Collected data
PR #419, opened 2026-08-04
Remove gpu code

sblunt:
Technically this is a breaking change and I should be more careful about throwing deprecation warnings, but I don't think anyone is actually using this functionality, and it was basically invisible to users.


sblunt:
Accidentally created branch for this PR not from main; closing & starting over

PR #37, opened 2019-11-18
Refactor required input field

midori0507:


midori0507:
> Did Anniina say that we wanted the asterisk?

As i just asked, yes

src/domain/home/form/HomePreliminaryForm.tsx
```diff
@@ -83,7 +83,8 @@ const HomePreliminaryForm: FunctionComponent<Props> = ({
         initialValues={convertFormValues(stateFormValues)}
         onSubmit={handleSubmit}
         validate={validate}
-        isInitialValid={false}
+        initialErrors={{ childBirthdate: validateBirthdate('') }}
+        // To make sure form will not be valid to submit at first load
```
badrange: Isn't it more normal to have the comment above the line it is about?

midori0507: Yea i will put it above

PR #43, opened 2019-11-21
KK-117 | Multiple children in graphql mutation

badrange:
This PR seems to work with the backend and only one child. 

Now that the backend has a more "complete" schema it might be possible to create the mutations in a more fancy apollo + graphql + typescript 2019 kinda way.


src/domain/registration/mutations/submitChildrenAndGuardianMutation.ts
```diff
@@ -1,32 +1,27 @@
...
           email: $email
         }
       }
     ) {
-      child {
+      children {
         birthdate
         firstName
         lastName
+        firstName
```
midori0507: duplicated firstName

PR #50, opened 2019-11-29
KK-123 | Add key to child list

badrange:
This removes a warning about missing keys in browser developer console
We need those keys for crud operations too


midori0507:
@badrange: This is quite not needed, you can use element index for it

badrange:
@midori0507 I believe we will need it for the child crud?

PR #54, opened 2019-12-02
KK-125 | Add a proper GuardianInput for better typing

badrange:


src/domain/registration/form/RegistrationForm.tsx
```diff
@@ -61,18 +60,28 @@ const RegistrationForm: FunctionComponent<Props> = ({
               setFormValues(values);
 
               // FIXME: Ensure that relationship is submitted to backend
-              const backendSupportChildren = values.children.map(child =>
-                omit(child, ['postalCode', 'homeCity', 'relationship'])
-              );
+              const backendSupportChildren = values.children.map(child => {
+                const c = omit(child, [
```
midori0507: you dont need variable c, plus extra unnecessary texts
Remove all the extra, the left side is already fine, no need to change.

src/domain/registration/form/RegistrationForm.tsx
```diff
@@ -61,18 +60,28 @@ const RegistrationForm: FunctionComponent<Props> = ({
...
+                  'postalCode',
+                  'homeCity',
+                  'relationship',
+                ]);
+                // Here is the meat of relationshiop:
```
midori0507: bad comments

midori0507: We should actually change the relationships into array instead of doing duct-tape

src/domain/registration/form/RegistrationForm.tsx
badrange: At the moment we are not able to submit relationship info to the backend, I don't think the left side is fine. But sure, we can find a different way of doing that.

badrange: I reverted this change. We have to fix this very soon, but in a different PR

PR #62, opened 2019-12-05
Registration form preferred language should default to UI language

badrange:


src/domain/registration/form/RegistrationForm.tsx
```diff
@@ -216,6 +217,7 @@ const RegistrationForm: FunctionComponent<Props> = ({
                   </div>
 
                   <EnhancedInputField
+                    value={values.preferLanguage || currentLocale}
```
midori0507: you should feed this value to initialValues, not here

midori0507: (hint) do that in selector

PR #63, opened 2019-12-05
KK-146 | Add error handling using react-toastify

badrange:
We should probably check with  Anniina how we should handle the different errors. This is a good step forward, though. 

For example: When profile fails to load due to network being down we might not necessarily want to send people to the front page. For now I created a broken looking error div. 

We also want to avoid sending errors to Sentry that are not actually errors we can/should do anything about.


src/domain/app/App.tsx
```diff
@@ -34,8 +36,13 @@ class App extends React.Component<AppProps> {
           this.props.fetchApiTokenError({ message: 'No user found' });
         }
       })
-      .catch(error => this.props.fetchApiTokenError(error));
+      .catch(error => {
+        this.props.fetchApiTokenError(error);
```
midori0507: We should clear oidc localStorage here i think

src/domain/app/App.tsx
```diff
@@ -34,8 +36,13 @@ class App extends React.Component<AppProps> {
...
+        console.log('App.tsx loaduser catch error');
+        console.error(error);
```
midori0507: toast it?

src/domain/api/client.ts
```diff
@@ -15,8 +16,9 @@ export default new ApolloClient({
     } catch (e) {
       // User not authenticated
       // eslint-disable-next-line no-console
+      console.error('Error in client.ts');
       console.error(e);
-      // TODO: add error-handler
+      toast('An error occured. Please try again later');
```
midori0507: We can use `i18n` instance to translate this, locale-based is not necessary but translation should be tracked.

src/domain/app/App.tsx
```diff
@@ -47,6 +54,7 @@ class App extends React.Component<AppProps> {
 
     return (
       <LoadingSpinner isLoading={isLoadingUser}>
+        <ToastContainer></ToastContainer>
```
midori0507: `<ToastContainer />`

src/domain/auth/OidcCallback.tsx
```diff
@@ -14,8 +15,8 @@ function OidcCallback(props: RouteChildrenProps) {
     else props.history.push('/profile');
   };
   const onError = (error: object) => {
-    // TODO: do something about errors
-    props.history.push('/');
+    console.error('OidcCallback error');
```
midori0507: Why still we need this ? Will Sentry catch this?

src/domain/auth/authenticate.ts
```diff
@@ -11,9 +12,17 @@ import { TUNNISTAMO_API_TOKEN_ENDPOINT } from '../api/constants/ApiConstants';
...
 export const loginTunnistamo = (path?: string) => {
-  userManager.signinRedirect(
-    path ? { data: { path: path } } : { data: { path: '/profile' } }
-  );
+  userManager
+    .signinRedirect(
+      path ? { data: { path: path } } : { data: { path: '/profile' } }
+    )
+    .catch(error => {
+      let message = 'Login error';
```
midori0507: 1 generic message here is enough i think

src/domain/registration/form/RegistrationForm.tsx
```diff
@@ -96,12 +99,24 @@ const RegistrationForm: FunctionComponent<Props> = ({
...
-                });
-                history.push('/registration/success');
+                })
+                  .then(result => {
+                    history.push('/registration/success');
+                    console.log(result);
+                  })
+                  .catch(err => {
+                    toast('Failed to submit to server');
+                    if (err instanceof ApolloError) {
```
midori0507: is this follow any practice at all in Kuva ? just toast it i think, this check is not need if `catch` got it

src/domain/app/App.tsx
badrange: At some point, adding a TODO for now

Task description: Retype every entry word for word.

Output below:
PR #419, opened 2026-08-04
Remove gpu code

sblunt:
Technically this is a breaking change and I should be more careful about throwing deprecation warnings, but I don't think anyone is actually using this functionality, and it was basically invisible to users.


sblunt:
Accidentally created branch for this PR not from main; closing & starting over

PR #37, opened 2019-11-18
Refactor required input field

midori0507:


midori0507:
> Did Anniina say that we wanted the asterisk?

As i just asked, yes

src/domain/home/form/HomePreliminaryForm.tsx
```diff
@@ -83,7 +83,8 @@ const HomePreliminaryForm: FunctionComponent<Props> = ({
         initialValues={convertFormValues(stateFormValues)}
         onSubmit={handleSubmit}
         validate={validate}
-        isInitialValid={false}
+        initialErrors={{ childBirthdate: validateBirthdate('') }}
+        // To make sure form will not be valid to submit at first load
```
badrange: Isn't it more normal to have the comment above the line it is about?

midori0507: Yea i will put it above

PR #43, opened 2019-11-21
KK-117 | Multiple children in graphql mutation

badrange:
This PR seems to work with the backend and only one child. 

Now that the backend has a more "complete" schema it might be possible to create the mutations in a more fancy apollo + graphql + typescript 2019 kinda way.


src/domain/registration/mutations/submitChildrenAndGuardianMutation.ts
```diff
@@ -1,32 +1,27 @@
...
           email: $email
         }
       }
     ) {
-      child {
+      children {
         birthdate
         firstName
         lastName
+        firstName
```
midori0507: duplicated firstName

PR #50, opened 2019-11-29
KK-123 | Add key to child list

badrange:
This removes a warning about missing keys in browser developer console
We need those keys for crud operations too


midori0507:
@badrange: This is quite not needed, you can use element index for it

badrange:
@midori0507 I believe we will need it for the child crud?

PR #54, opened 2019-12-02
KK-125 | Add a proper GuardianInput for better typing

badrange:


src/domain/registration/form/RegistrationForm.tsx
```diff
@@ -61,18 +60,28 @@ const RegistrationForm: FunctionComponent<Props> = ({
               setFormValues(values);
 
               // FIXME: Ensure that relationship is submitted to backend
-              const backendSupportChildren = values.children.map(child =>
-                omit(child, ['postalCode', 'homeCity', 'relationship'])
-              );
+              const backendSupportChildren = values.children.map(child => {
+                const c = omit(child, [
```
midori0507: you dont need variable c, plus extra unnecessary texts
Remove all the extra, the left side is already fine, no need to change.

src/domain/registration/form/RegistrationForm.tsx
```diff
@@ -61,18 +60,28 @@ const RegistrationForm: FunctionComponent<Props> = ({
...
+                  'postalCode',
+                  'homeCity',
+                  'relationship',
+                ]);
+                // Here is the meat of relationshiop:
```
midori0507: bad comments

midori0507: We should actually change the relationships into array instead of doing duct-tape

src/domain/registration/form/RegistrationForm.tsx
badrange: At the moment we are not able to submit relationship info to the backend, I don't think the left side is fine. But sure, we can find a different way of doing that.

badrange: I reverted this change. We have to fix this very soon, but in a different PR

PR #62, opened 2019-12-05
Registration form preferred language should default to UI language

badrange:


src/domain/registration/form/RegistrationForm.tsx
```diff
@@ -216,6 +217,7 @@ const RegistrationForm: FunctionComponent<Props> = ({
                   </div>
 
                   <EnhancedInputField
+                    value={values.preferLanguage || currentLocale}
```
midori0507: you should feed this value to initialValues, not here

midori0507: (hint) do that in selector

PR #63, opened 2019-12-05
KK-146 | Add error handling using react-toastify

badrange:
We should probably check with  Anniina how we should handle the different errors. This is a good step forward, though. 

For example: When profile fails to load due to network being down we might not necessarily want to send people to the front page. For now I created a broken looking error div. 

We also want to avoid sending errors to Sentry that are not actually errors we can/should do anything about.


src/domain/app/App.tsx
```diff
@@ -34,8 +36,13 @@ class App extends React.Component<AppProps> {
           this.props.fetchApiTokenError({ message: 'No user found' });
         }
       })
-      .catch(error => this.props.fetchApiTokenError(error));
+      .catch(error => {
+        this.props.fetchApiTokenError(error);
```
midori0507: We should clear oidc localStorage here i think

src/domain/app/App.tsx
```diff
@@ -34,8 +36,13 @@ class App extends React.Component<AppProps> {
...
+        console.log('App.tsx loaduser catch error');
+        console.error(error);
```
midori0507: toast it?

src/domain/api/client.ts
```diff
@@ -15,8 +16,9 @@ export default new ApolloClient({
     } catch (e) {
       // User not authenticated
       // eslint-disable-next-line no-console
+      console.error('Error in client.ts');
       console.error(e);
-      // TODO: add error-handler
+      toast('An error occured. Please try again later');
```
midori0507: We can use `i18n` instance to translate this, locale-based is not necessary but translation should be tracked.

src/domain/app/App.tsx
```diff
@@ -47,6 +54,7 @@ class App extends React.Component<AppProps> {
 
     return (
       <LoadingSpinner isLoading={isLoadingUser}>
+        <ToastContainer></ToastContainer>
```
midori0507: `<ToastContainer />`

src/domain/auth/OidcCallback.tsx
```diff
@@ -14,8 +15,8 @@ function OidcCallback(props: RouteChildrenProps) {
     else props.history.push('/profile');
   };
   const onError = (error: object) => {
-    // TODO: do something about errors
-    props.history.push('/');
+    console.error('OidcCallback error');
```
midori0507: Why still we need this ? Will Sentry catch this?

src/domain/auth/authenticate.ts
```diff
@@ -11,9 +12,17 @@ import { TUNNISTAMO_API_TOKEN_ENDPOINT } from '../api/constants/ApiConstants';
...
 export const loginTunnistamo = (path?: string) => {
-  userManager.signinRedirect(
-    path ? { data: { path: path } } : { data: { path: '/profile' } }
-  );
+  userManager
+    .signinRedirect(
+      path ? { data: { path: path } } : { data: { path: '/profile' } }
+    )
+    .catch(error => {
+      let message = 'Login error';
```
midori0507: 1 generic message here is enough i think

src/domain/registration/form/RegistrationForm.tsx
```diff
@@ -96,12 +99,24 @@ const RegistrationForm: FunctionComponent<Props> = ({
...
-                });
-                history.push('/registration/success');
+                })
+                  .then(result => {
+                    history.push('/registration/success');
+                    console.log(result);
+                  })
+                  .catch(err => {
+                    toast('Failed to submit to server');
+                    if (err instanceof ApolloError) {
```
midori0507: is this follow any practice at all in Kuva ? just toast it i think, this check is not need if `catch` got it

src/domain/app/App.tsx
badrange: At some point, adding a TODO for now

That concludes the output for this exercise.